Is America being left behind? China is on the verge of issuing a central bank digital currency (CBDC) while America twiddles its thumbs.
America needn't worry. While it may look like a slacker, its approach to digital currency is probably the right one.
That's because there is no first-mover advantage to issuing a central bank digital currency. With many products, being the first out the door is important to achieving brand dominance. But central bank digital currency is characterized by last-mover advantage, not first-mover advantage. Best to sit back and learn from the less-patient central banks as they struggle with their new digital projects.
What is a CBDC?
Central banks currently offer digital payments, but only to banks and other financial institutions. Their interaction with the public has been limited to paper money. A central bank digital currency, or CBDC, would provide everyone with an opportunity to get access to a digital version of central bank money. You or I could hold digital Federal Reserve dollars or Bank of Japan yen in our digital wallets and use these balances to buy coffee.
Jerome Powell, the head of the U.S. Federal Reserve ("the Fed"), has been reticent. Commenting on CBDC recently, Powell said it is “more important to get it right than to be first…”
Powell's approach is the right one.
No first-mover advantage
Typically there are significant advantages to being first to market. Take Bitcoin , for instance. While there are many technically superior blockchains to Bitcoin, Bitcoin was the first. Thus it had many years to build up its brand and attract a network of users, all advantages that better coins simply cannot replicate.
Central banks, however, are monopolies. While commercial banks and payment companies like PayPal are big producers of digital dollars, central banks can manufacture something that these private actors cannot: risk-free legal tender. So lacking competition, central banks can afford to be slow.
Nor is it necessary for the U.S. to have a CBDC in place to protect the dollar’s international dominance from a digital Chinese yuan. What glues everyone to the dollar is a combination of an incredibly powerful banking vortex in New York City and America's massive economy, not the medium on which dollars are printed.

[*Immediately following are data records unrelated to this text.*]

PR #1573, opened 2026-04-17
DEVPROD-20922: Expose S3 Task Costs for GraphQL query

maddaak:
DEVPROD-20922

### Description
This PR is wiring up graphQL values to the UI that will be used to create a UI popup to show S3 Usage costs on the Versions page

The [Ticket](https://jira.mongodb.org/browse/DEVPROD-26470) where these values will be used

### Screenshots
image

### Testing
Tested this on playground and see the required task values

### Evergreen PR
The code is already in main

cc: @malikchaya2


khelif96 (changes requested):
It looks like you are just adding the fields to the query but we never actually use them.

maddaak:
> It looks like you are just adding the fields to the query but we never actually use them.



> It looks like you are just adding the fields to the query but we never actually use them.

We broke the PR into 2 parts. First adding the fields and then will implement the UI. The UI ticket --> The [Ticket](https://jira.mongodb.org/browse/DEVPROD-26470)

So the Federal Reserve should be in no rush to go first. It may even have good reasons to be last.
A classic strategy in bicycle racing is to let others lead. The burden of breaking wind resistance falls on the leaders while followers conserve energy. This same analogy applies to traveling down the risky road to CBDC.
To begin with, we don't know what the effects of issuing a CBDC might have on the traditional banking system. Some economists worry that it will magnify banking runs during crises as panicking depositors flee banks into 100% safe central bank digital currency.
Nor do we know if the public even wants a new payments system. Finland's central bank introduced the Avant smart card system in the early-1990s, but it didn't survive. This presaged the ensuing failure of smart card-issuer Mondex in the late 1990s. A CBDC flop could undermine confidence in the most important thing that a central banker like Powell does, monetary policy.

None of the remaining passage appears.